### EXTRACTED DATA:
PR #196, opened 2023-09-26
Optimize open file descriptor settings for ALICE

jblomer:


etc/cvmfs/config.d/alice.cern.ch.conf
```diff
@@ -0,0 +1,9 @@
+# The ALICE software framework uses many processes (not only multi-threading).
+# Each processes mapped libraries trigger open files to the cvmfs cache.
+# On many-core nodes, this can overflow the 128k default limit for cvmfs
+# processes.
+# See https://github.com/cvmfs/cvmfs/issues/3067 for details.
+CVMFS_NFILES=524288
```
DrDaveD, line 6: I suggest checking to make sure you're not decreasing the amount, only increasing.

### PROBLEM DETAILS:
The whole of the material above should be written out again, exactly.

### YOUR SOLUTION:
PR #196, opened 2023-09-26
Optimize open file descriptor settings for ALICE

jblomer:


etc/cvmfs/config.d/alice.cern.ch.conf
```diff
@@ -0,0 +1,9 @@
+# The ALICE software framework uses many processes (not only multi-threading).
+# Each processes mapped libraries trigger open files to the cvmfs cache.
+# On many-core nodes, this can overflow the 128k default limit for cvmfs
+# processes.
+# See https://github.com/cvmfs/cvmfs/issues/3067 for details.
+CVMFS_NFILES=524288
```
DrDaveD, line 6: I suggest checking to make sure you're not decreasing the amount, only increasing.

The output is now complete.